Boussinesq thermal dynamo convection in a spherical shell

The model equations are

$$ (\partial_t - Pm \nabla^2){\bf u} = {\bf u}\times(\nabla\times{\bf u}) -\nabla \Pi +\frac{Pm^2}{E}\widetilde{Ra} \Theta \frac{\bf r}{r_o} - \frac{Pm}{E}\hat{\bf z}\times{\bf u} + \frac{Pm}{E}(\nabla\times{\bf B})\times {\bf B}, $$

$$ (\partial_t - \frac{Pm}{Pr}\nabla^2)\Theta =- ({\bf u}\cdot \nabla) \Theta -u_r \frac{d T_c}{dr}, $$

$$ (\partial_t - \nabla^2) {\bf B} = \nabla\times({\bf u} \times {\bf B }.) $$

with the parameters defined as

$$ Pr = \frac{\nu}{\kappa};\quad Pr = \frac{\nu}{\eta};\quad E=\frac{\nu}{2\Omega d^2};\quad Ra=\frac{ \alpha g_o \mathcal{T} d}{2\nu\Omega} $$

where $\mathcal{T}$ is the temperature nondimensionalisation value and depends on the temperature boundary conditions and heating mode.

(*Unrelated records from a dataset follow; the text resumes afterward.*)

Issue #5361, opened 2025-06-24
[Feature Request] Audit all /token parameters


bgavrilMS:
### MSAL client type

Confidential, Managed identity

### Problem statement

Extensiblity APIs can lead to bad token caching, where ppl don't realize that tokens aren't actually cached by all params. We need to limit this by enhancing caching, by making extensiblity APIs not for production (they should be already):

- [ ] make OnBeforeTokenRequest experimental
- [x] if WithExtraQueryParameters, cache tokens by those params
- [x] introduce WithBodyParamters, cache tokens by those params (maybe have an allow-list of params that do not impact caching)
- [ ] audit ID.Web's and other SDKs usage of OnBeforeTokenRequest and how caching is impacted. 
- [ ] See `IAuthenticationOperation GetTokenParameters` - either deprecate it or make it use `WithBodyParamters`

bgavrilMS:
Ideas: 

- make OnBeforeTokenRequest experimental
- make WithExtraQueryParameters experimental
- audit ID.Web's and other SDKs usage of `OnBeforeTokenRequest` and how caching is impacted.
- discuss with eSTS to find out what extra qp apps are using in the wild. Get a list of params and their meaning. Use that to decide if we are to partition the cache or not. Important to differentiate between S2S and C2S.

PR #5536, opened 2025-10-18
Adjust WithExtraQueryParameters APIs and cache key behavior

Avery-Dunn:
This PR is for KR [3310905](https://identitydivision.visualstudio.com/Engineering/_workitems/edit/3310905) and issue https://github.com/AzureAD/microsoft-authentication-library-for-dotnet/issues/5361.

In short, there is a problem in our existing `WithExtraQueryParameters` behavior: the extra query parameters could affect tokens but were not used as part of the cache keys, so if the `WithExtraQueryParameters` values changed between requests we could return cached tokens that were not valid for the new request. However, simply adding the extra query parameters to the cache key would not work: it would break existing cache lookup behavior, and not all parameters should be cached.

This PR tries to solve that problem with the following changes:
 - Add a new `WithExtraQueryParameters` that takes in a `IDictionary<string, (string value, bool includeInCacheKey)>`
   - Essentially, instead of a key-value pair of strings the value is a tuple, allowing the caller to control which parameters are used in the cache key
   - This new API adds the extra query parameters to the existing `CacheKeyComponents` field, which already does the task of adding extra parameters to the cache key
   - Affects: `BaseAbstractAcquireTokenParameterBuilder`, `AbstractApplicationBuilder`
 - Deprecate the existing `WithExtraQueryParameters` APIs, and have them call the new API to set the `ExtraQueryParameters` fields
   - Affects: `AbstractAcquireTokenParameterBuilder`, `BaseAbstractAcquireTokenParameterBuilder`, `AbstractApplicationBuilder`
  - New internal helper method in `CoreHelpers` to covert the old Dictionary style to the new one
 
 This PR also adds some new tests to cover the new behavior, and makes some small changes to existing tests:
 - `ExtraQueryParametersTests`: A new test class with tests covering the new cache key behavior, as well as demonstrating the behavior of the deprecated `WithExtraQueryParameters` APIs
 - `CacheKeyExtensionTests`: A new test to show the new `WithExtraQueryParameters` API does not conflict with the existing `WithAdditionalCacheKeyComponents` API from the extensibility package
 - The rest of the changes to the test files were just to follow the new style and avoid deprecation warnings, no test behavior was actually changed

### DIFF
--- a/tests/Microsoft.Identity.Test.Unit/PublicApiTests/ExtraQueryParametersTests.cs
+++ b/tests/Microsoft.Identity.Test.Unit/PublicApiTests/ExtraQueryParametersTests.cs
@@ -291,8 +291,6 @@ namespace Microsoft.Identity.Test.Unit.PublicApiTests
         {
             using (var httpManager = new MockHttpManager())
             {
-                httpManager.AddInstanceDiscoveryMockHandler();
-
                 // Setup app without extra query parameters
                 var app = ConfidentialClientApplicationBuilder.Create(TestConstants.ClientId)
                                                         .WithAuthority(new Uri(ClientApplicationBase.DefaultAuthority), true)
@@ -352,8 +350,6 @@ namespace Microsoft.Identity.Test.Unit.PublicApiTests
         {
             using (var httpManager = new MockHttpManager())
             {
-                httpManager.AddInstanceDiscoveryMockHandler();
-
                 // Step 1: Create app without extra query parameters
                 var app = ConfidentialClientApplicationBuilder.Create(TestConstants.ClientId)
                                                         .WithAuthority(new Uri(ClientApplicationBase.DefaultAuthority), true)


src/client/Microsoft.Identity.Client/ApiConfig/BaseAbstractAcquireTokenParameterBuilder.cs
```diff
@@ -89,10 +89,46 @@ public T WithCorrelationId(Guid correlationId)
...
+        }
+
+        /// <summary>
+        /// Sets Extra Query Parameters for the query string in the HTTP authentication request with control over which parameters are included in the cache key
+        /// </summary>
+        /// <param name="extraQueryParameters">This parameter will be appended as is to the query string in the HTTP authentication request to the authority.
+        /// For each parameter, you can specify whether it should be included in the cache key.
+        /// The parameter can be null.</param>
+        /// <returns>The builder to chain .With methods.</returns>
+        public T WithExtraQueryParameters(IDictionary<string, (string value, bool includeInCacheKey)> extraQueryParameters)
```
bgavrilMS: Having read a bit about tuples, I think these are not good in a public API. You cannot add a member to a tuple. Can we use an object, maybe a record https://learn.microsoft.com/en-us/dotnet/csharp/language-reference/builtin-types/record

src/client/Microsoft.Identity.Client/ApiConfig/BaseAbstractAcquireTokenParameterBuilder.cs
```diff
@@ -89,10 +89,46 @@ public T WithCorrelationId(Guid correlationId)
         /// as a string of segments of the form <c>key=value</c> separated by an ampersand character.
         /// The parameter can be null.</param>
         /// <returns>The builder to chain the .With methods.</returns>
+        [Obsolete("This method is deprecated. Please use the WithExtraQueryParameters(IDictionary<string, (string value, bool includeInCacheKey)>) method instead, which provides control over which parameters are included in the cache key.", false)]
```
bgavrilMS:
```suggestion
        [Obsolete("This method is deprecated. Use the WithExtraQueryParameters(IDictionary<string, (string value, bool includeInCacheKey)>) method instead, which provides control over which parameters are included in the cache key.", false)]
```

src/client/Microsoft.Identity.Client/ApiConfig/BaseAbstractAcquireTokenParameterBuilder.cs
Avery-Dunn: Yeah, after we talked about using tuples for this I searched through the codebase and didn't see this style used anywhere, so I wasn't sure if it was a common thing in .NET or not. We do use this Tuple class that has three items a few times, and there are versions of the class that take more: https://learn.microsoft.com/en-us/dotnet/api/system.tuple-3?view=net-9.0

I'll look into records, the internal behavior changes are pretty simple so I should be able to try out different data types without much issue.

But is there a reason we'd want to add a new member? What would we need besides the value and whether or not it should be used in the cache key?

The system is solved using a Toroidal/Poloidal decomposition of the velocity

$$ {\bf u} = \nabla\times T_u {\bf r} + \nabla\times\nabla\times P_u {\bf r} . $$

and the magnetic field:

$$ {\bf B} = \nabla\times T_B {\bf r} + \nabla\times\nabla\times P_B {\bf r} . $$